A primary school principal has labelled the government's class size policy a "slap in the face", saying the education minister must be "crazy" if she thinks it will help existing teachers or attract new ones.
Jan Tinetti earlier on Monday announced $106 million to put more 320 teachers into classes teaching years four to eight, dropping the average class size for those years from 29 pupils per teacher, to 28.
The goal was not expected to be met until 2025, Tinetti saying she was "not happy with the downward trends we are seeing in maths, reading and writing".
The election-year promise was met with incredulousness by the principal of one lower-decile school, who said it should have been a reduction of five - not one.
"I just think it's ludicrous," Finlayson Park School principal Shirley Maihi told Checkpoint. "I think it's a slap in the face. And it certainly won't entice people to come into the teaching profession."
Tinetti said potential reductions in class sizes "over the long-term" would be looked at by a ministerial advisory group.
"For the minister Tinetti to think she needs more time… I mean, she comes from a principal background," Maihi said. "She should know what the issues are… Surely we don't need another four or five years of people sitting around a table and talking about what the needs are. It's got to happen now."
NZEI Te Riu Roa, which represents more than 46,000 principals, teachers and support staff said the 1:29 ratio had been in place since 1996, and a review from 2000 recommended making it 1:25.
"Our members have been campaigning for a reduction in class sizes and improved staffing for many years. It was a key reason for our most recent strike on 16 March," president Mark Potter said in a statement welcoming the new funding.

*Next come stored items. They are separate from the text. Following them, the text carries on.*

PR #5034, opened 2024-12-10
fix: replace barrel exports from `lwc` with `@lwc/ssr-runtime`

jhefferman-sfdc:

## GUS work item

W-16984771


packages/@lwc/engine-server/src/__tests__/fixtures/barrel-export-lwc/imports.js
```diff
@@ -0,0 +1,14 @@
...
+    LightningElement,
+    getComponentDef,
+    isComponentConstructor,
+    createContextProvider,
+    readonly,
+    setFeatureFlagForTest,
+    unwrap,
+    createElement,
+    renderComponent,
+} from 'lwc';
```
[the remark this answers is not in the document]
jhefferman-sfdc: man the reviews on this team are so fast :D thank you! 

> export * as lwc from 'lwc'
Thanks, realized I am missing that one, working on it now.

> export { doesNotExist } from 'lwc'
Ok got you. I don't think we had coverage like this before (even for imports?) but I will add some.

> export { registerComponent } from 'lwc' // should be disallowed
Is handled in the compiler pass or at runtime? I was confused there perhaps. [4674](https://github.com/salesforce/lwc/pull/4674/files))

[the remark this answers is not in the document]
nolanlawson: I think I got mixed up: we don't do any validation of `lwc` imports/exports in this repo. It's in [eslint-plugin-lwc](https://github.com/salesforce/eslint-plugin-lwc/blob/2fdd3f3077304ea21f420fde38df5556dee59ebc/lib/rules/no-disallowed-lwc-imports.js) which runs on-platform already.

I thought we did some validation here, but just checked and couldn't find any.

So I think we only need to test `export * as lwc` then. `import { doesNotExist }` will likely throw an error at the Rollup level, so not worth testing.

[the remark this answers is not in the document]
jhefferman-sfdc: I had the same confusion - Not sure if this is what you were thinking of but there was some sort of validation in the compiler pass [4617](https://github.com/salesforce/lwc/pull/4617/files) but then it was moved to runtime?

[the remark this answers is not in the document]
nolanlawson: Yep looks like it.

packages/@lwc/ssr-compiler/src/compile-js/lwc-import.ts
```diff
@@ -35,3 +35,40 @@ export function replaceLwcImport(path: NodePath<ImportDeclaration>, state: Compo
...
+/**
+ * This handles all lwc barrel exports by replacing "lwc" with "@lwc/ssr-runtime"
+ */
+export function replaceAllLwcExport(path: NodePath<ExportAllDeclaration>) {
+    if (!path.node || !isLwcSource(path)) {
+        return;
+    }
+
+    path.replaceWith(b.exportAllDeclaration(b.literal('@lwc/ssr-runtime')));
+}
```
nolanlawson, line 65: This doesn't correctly handle the case of 

```js
export * as foo from 'lwc'
```

which is not the same as 

```js
export * from 'lwc'
```

In this case, we would need to maintain the `foo` identifier as well (try this example on https://astexplorer.net/).

packages/@lwc/engine-server/src/__tests__/fixtures/barrel-export-lwc-all/modules/x/cmp/cmp.js
```diff
@@ -0,0 +1,31 @@
...
+    // wire,
+    getComponentDef,
+    isComponentConstructor,
+    createContextProvider,
+    readonly,
+    setFeatureFlagForTest,
+    unwrap,
+    createElement,
+    renderComponent
+);
```
nolanlawson, line 29: I'd still love for us to do _something_ with these rather than just logging them. E.g. exposing it on the component so that the template can prove that it rendered something, and that the exports we got from here are the same ones exported from `@lwc/ssr-runtime` (i.e. no duplicate modules).

Also, logging here will make our tests more noisy. We already have noisy logs, but this just adds to the problem. We could do something like `Promise.resolve(...)` to avoid the compiler removing it.

packages/@lwc/ssr-compiler/src/compile-js/lwc-import.ts
jhefferman-sfdc: thank you, sorry I missed this

packages/@lwc/engine-server/src/__tests__/fixtures/barrel-export-lwc-all/modules/x/cmp/cmp.js
jhefferman-sfdc: >  I'd still love for us to do something with these rather than just logging them.  E.g. exposing it on the component so that the template can prove that it rendered something

It's a little crude, but what do you think about exposing them in the template via `inner-html`? Example [here](https://github.com/salesforce/lwc/pull/5034/files#diff-797e54a12cdf026edac4244c9fde36b7d1fc41428d219111344210e6171d2632R2). The function implementations would differ between v1 and v2 ofc so I trimmed them... E.g. `getComponentDef` in [V1](https://github.com/salesforce/lwc/blob/5d01843a7733a03b9ccb59a70ad64af955f15b88/packages/%40lwc/engine-core/src/framework/def.ts#L370) vs [V2] (stub) (https://github.com/salesforce/lwc/blob/5d01843a7733a03b9ccb59a70ad64af955f15b88/packages/%40lwc/ssr-runtime/src/stubs.ts#L19)

> Also, logging here will make our tests more noisy. We already have noisy logs, but this just adds to the problem.

Ok makes sense. See above.

packages/@lwc/engine-server/src/__tests__/fixtures/barrel-lwc-exports/shared.js
```diff
@@ -0,0 +1,11 @@
...
+    return imports
+        .map((i) =>
+            i
+                .toString()
+                .split('(')[0]
+                // renderComponent is aliased here: https://github.com/salesforce/lwc/blob/5d01843a7733a03b9ccb59a70ad64af955f15b88/packages/%40lwc/ssr-runtime/src/index.ts#L31
+                .replace('async function serverSideRenderComponent', 'function renderComponent')
+        )
+        .join('\n      ');
+}
```
nolanlawson, line 11: I think we could make this less flaky by using a simple `typeof` instead of stringifying the entire function. I also tend to prefer inlining these kinds of things into fixtures instead of having shared utils (code reuse is not super important for fixture tests).

packages/@lwc/ssr-compiler/src/compile-js/lwc-import.ts
```diff
@@ -35,3 +35,40 @@ export function replaceLwcImport(path: NodePath<ImportDeclaration>, state: Compo
...
+ */
+export function replaceNamedLwcExport(path: NodePath<ExportNamedDeclaration>) {
+    if (!path.node || !isLwcSource(path)) {
+        return;
+    }
+
+    path.replaceWith(
+        b.exportNamedDeclaration(
+            path.node.declaration,
+            path.node.specifiers,
```
nolanlawson, line 50: Let's `structuredClone` these for safety. Ditto below for `path.node.exported`.

nolanlawson (approved):
Small nits, LGTM

packages/@lwc/engine-server/src/__tests__/fixtures/barrel-lwc-exports/shared.js
wjhsf: `fn.name` should also work (unless rollup mangles it)

packages/@lwc/engine-server/src/__tests__/fixtures/barrel-lwc-exports/export-all-alias/modules/x/cmp/cmp.js
```diff
@@ -0,0 +1,15 @@
...
+    imports = importsToString([
+        foo.getComponentDef,
+        foo.isComponentConstructor,
+        foo.createContextProvider,
+        foo.readonly,
+        foo.setFeatureFlagForTest,
+        foo.unwrap,
+        foo.createElement,
+        foo.renderComponent,
+    ]);
```
wjhsf, line 14:
```suggestion
    imports = Object.values(foo).map(fn => fn.name);
```

packages/@lwc/ssr-compiler/src/compile-js/index.ts
```diff
@@ -23,6 +23,12 @@ import type { CompilationMode } from '@lwc/shared';
 
 const visitors: Visitors = {
     $: { scope: true },
+    ExportNamedDeclaration(path) {
+        replaceNamedLwcExport(path);
```
wjhsf, line 27: Is `replaceNamedLwcExport` used anywhere else? Can we just inline it here?

jhefferman-sfdc: It is not, but same goes for [replaceLwcImport](https://github.com/salesforce/lwc/pull/5034/files#diff-7c25a9ea23e88b7f09bbc4b7ac5231ccc37f5a4dccd9a82c8d62a8fa180f532dL31) so I was just keeping it consistent. Also feel like this file could get a little busy if we added everything inline?

packages/@lwc/engine-server/src/__tests__/fixtures/barrel-lwc-exports/export-all-alias/modules/x/cmp/cmp.js
jhefferman-sfdc: There are a number of differences between v1/v2 but they don't impact the set of functions that are expected to work when imported so I didn't base it off the entire import. See below (v2 left, v1 right)

image

packages/@lwc/ssr-compiler/src/compile-js/lwc-import.ts
jhefferman-sfdc: Ok thank you, I updated Dales [replaceLwcImport](https://github.com/salesforce/lwc/pull/5034/files#diff-19dba4b1b2853e94a0315360c33c2db436327b3a19f9c621e786ddb2f45f00aeL36) impl above to keep it consistent.

packages/@lwc/engine-server/src/__tests__/fixtures/barrel-lwc-exports/shared.js
jhefferman-sfdc: Nice, that works thanks

nolanlawson (approved):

The National Party leader said he was sceptical about the government's ability to actually reduce class sizes and increase the number of teachers.
Christopher Luxon called the proposal "a bit hard to stomach" on the back of Prime Minister Chris Hipkins being education minister for five-and-a-half years before Tinetti.
"If it was so important, why didn't he do it five-and-a-half years ago? It's something that we support obviously, but I'm very sceptical about this government's ability to get it done. The real challenges we have is that half our kids arrive at high school not where they need to be in terms of expectations - that's because we're not teaching the basics well, of maths, reading and writing, and setting them up for success."
National in 2012 proposed increasing the average class size to cut costs, but ultimately backed down. Labour went into the 2014 election promising to slash the ratio down to 1:26 for primary school classes, but was not elected.
National's flagship education policy this election is to mandate an hour of writing, reading maths every single day. Luxon said this would address serious issues with literacy and numeracy in primary and intermediate schools.
Earlier on Monday, Tinetti noted the 2019 National Monitoring Study of Student Achievement (NMSSA) found in writing, at year 4 nearly two-thirds of students were achieving at the expected level, dropping to just 35 percent by year 8; and in reading, the drop was from 63 to 56 percent.
The most recent maths figures were for 2018, which showed 81 percent achieving at year 4, but just 45 percent by year 8.
"We used to do it really well in this country, you know?" said Luxon. "Fifty percent of our kids showing up at high school not ready to go… two-thirds of our 15-year-olds failed the most basic maths, reading and writing test."
In 2018, Labour had only just come to power the year before. According to that year's NMSSA, year 8 students' results were higher than in 2013, and the difference for year 4s was not statistically significant.
For writing, the 2019 NMSSA found "no significant change in the proportion of students achieving at the expected curriculum level" between tests done between 2012 and 2015, and 2019, but "proportion of students achieving at the expected level in year 8 remains low".
Speaking to Checkpoint ahead of Maihi, Tinetti denied there was a teacher shortage - at least in primary schools.
"We've had teachers that are coming in from overseas and we've brought in 1000 of them so far over the last couple of years. Since 2017, we've increased by 3000 the number of teachers working within the system already.
"But we also know that we've got to train more teachers, and that's why we're looking at different ways of piloting how we train our teachers. And we've got those pilots up and running in Auckland."
She said the new policy "absolutely can" get the ratio in primary schools down to 1:28, but would not comment on existing negotiations with teachers on pay and conditions.
Maihi said it was "absolutely not true" there was no shortage of teachers in the primary system - saying she had three vacancies at present, but would not settle for just anyone.
"We need New Zealand-trained, good quality teachers. I'm sorry, there's very few out there, very few, and they don't seem to come to schools in lower-decile areas because of the perception… quality teachers are not available to many of our schools."